• PROBLEM DETAILS: Lines from the line with "Resolves #524" to the line with "This looks good, and" in the entries below, and only those, must be output exactly, with both ends included.

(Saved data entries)
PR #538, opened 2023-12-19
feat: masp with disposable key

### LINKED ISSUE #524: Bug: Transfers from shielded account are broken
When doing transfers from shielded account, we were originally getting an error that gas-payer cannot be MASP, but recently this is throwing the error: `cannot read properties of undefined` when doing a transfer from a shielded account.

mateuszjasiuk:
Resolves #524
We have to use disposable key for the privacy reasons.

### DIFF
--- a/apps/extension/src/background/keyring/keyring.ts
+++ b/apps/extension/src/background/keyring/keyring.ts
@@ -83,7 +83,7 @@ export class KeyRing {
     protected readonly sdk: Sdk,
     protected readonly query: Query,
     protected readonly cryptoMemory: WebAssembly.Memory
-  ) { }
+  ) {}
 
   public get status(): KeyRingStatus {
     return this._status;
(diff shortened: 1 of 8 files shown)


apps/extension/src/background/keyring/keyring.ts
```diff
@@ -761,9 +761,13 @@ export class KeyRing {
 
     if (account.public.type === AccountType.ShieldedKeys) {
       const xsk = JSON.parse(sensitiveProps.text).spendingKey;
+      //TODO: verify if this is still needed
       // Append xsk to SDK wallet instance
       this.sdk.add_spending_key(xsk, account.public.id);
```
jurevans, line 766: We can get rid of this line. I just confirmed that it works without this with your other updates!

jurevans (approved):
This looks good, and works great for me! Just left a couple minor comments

--

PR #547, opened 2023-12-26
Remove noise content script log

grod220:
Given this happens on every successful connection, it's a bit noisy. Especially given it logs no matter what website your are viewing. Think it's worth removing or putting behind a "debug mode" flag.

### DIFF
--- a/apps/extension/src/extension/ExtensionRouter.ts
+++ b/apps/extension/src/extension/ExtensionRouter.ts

• YOUR SOLUTION:
Resolves #524
We have to use disposable key for the privacy reasons.

### DIFF
--- a/apps/extension/src/background/keyring/keyring.ts
+++ b/apps/extension/src/background/keyring/keyring.ts
@@ -83,7 +83,7 @@ export class KeyRing {
     protected readonly sdk: Sdk,
     protected readonly query: Query,
     protected readonly cryptoMemory: WebAssembly.Memory
-  ) { }
+  ) {}
 
   public get status(): KeyRingStatus {
     return this._status;
(diff shortened: 1 of 8 files shown)


apps/extension/src/background/keyring/keyring.ts
```diff
@@ -761,9 +761,13 @@ export class KeyRing {
 
     if (account.public.type === AccountType.ShieldedKeys) {
       const xsk = JSON.parse(sensitiveProps.text).spendingKey;
+      //TODO: verify if this is still needed
       // Append xsk to SDK wallet instance
       this.sdk.add_spending_key(xsk, account.public.id);
```
jurevans, line 766: We can get rid of this line. I just confirmed that it works without this with your other updates!

jurevans (approved):
This looks good, and works great for me! Just left a couple minor comments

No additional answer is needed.